▸ Try it: Please find all lines in the data that hold the string "reuse" and copy them.
Segment Open
PR #474, opened 2024-05-31
Neat 271 always do prescriptive Ontology importing remove make compliant flag

nikokaoja:
### Improved
- `OWLImporter` is now opinionated and will attempt to make the imported ontology compliant with the rules.


doctrino (approved):
Just a control question. Any issue this can cause?

PR #479, opened 2024-06-06
[NEAT-288] 📖as_read for DMSSchema

doctrino:


cognite/neat/rules/models/dms/_schema.py
```diff
@@ -669,7 +679,124 @@ def referenced_spaces(self, include_indirect_references: bool = True) -> set[str
         return referenced_spaces
 
     def as_read_model(self) -> dm.DataModel[dm.View]:
```
nikokaoja, line 681: as read model is ? for graph loader?

nikokaoja (approved):

PR #482, opened 2024-06-06
[NEAT-289] 👨‍🏫 Tracking ingestion

doctrino:


nikokaoja (approved):

cognite/neat/graph/_tracking/base.py
```diff
@@ -0,0 +1,30 @@
+from abc import ABC, abstractmethod
+from collections.abc import Sequence
+
+from cognite.neat.issues import NeatIssue
+
+
+class Tracker(ABC):
```
alivinco, line 7: We also might need a method for retrieving current trackable state , something like get() method. In log tracker it would be value of the counter.

doctrino: Lets add it when needed.

PR #484, opened 2024-06-06
[NEAT-290] 📠 DMS Loader to CDF

doctrino:
**Note** Most of this PR is moving things around.

* Moved car example out for reuse in integration test.
* Moved `_model.py` to `utils/upload.py` for reuse in `graph`.
* Implemented upload for `DMSLoader`.

**Note**: I did not implement any batching or retry logic. I know that there has been an effort in the python-SDK to do this. So I think we should try to avoid doing it as well and only do it if we start to see issues.

image


cognite/neat/graph/loaders/_rdf2dms.py
```diff
@@ -7,8 +8,10 @@
 import yaml
 from cognite.client import CogniteClient
 from cognite.client import data_modeling as dm
+from cognite.client.data_classes.capabilities import Capability, DataModelInstancesAcl
```
nikokaoja, line 11: what is this? :)

cognite/neat/utils/upload.py
```diff
@@ -64,3 +64,23 @@ def as_report_str(self) -> str:
             line.append(f"failed to delete {self.failed_deleted}")
 
         return f"{self.name.title()}: {', '.join(line)}"
+
+
```
nikokaoja, line 68: nica

nikokaoja (approved):

cognite/neat/graph/loaders/_rdf2dms.py
doctrino: It checks that the client that is passed have authorization to write to CDF data model instances.

PR #489, opened 2024-06-07
added provo framework

nikokaoja:
Added PROV-O framework for keeping track of graph provenance.


doctrino (commented):
New concept for me to learn :) I like it sems to be the right theory for the practical implementation. 

If I understand correctly, the Extractors will then have a `.as_change` method which returns an instance of the `Change` class?

doctrino (approved):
Segment Closed
▸ Exercise answer:
* Moved car example out for reuse in integration test.
* Moved `_model.py` to `utils/upload.py` for reuse in `graph`.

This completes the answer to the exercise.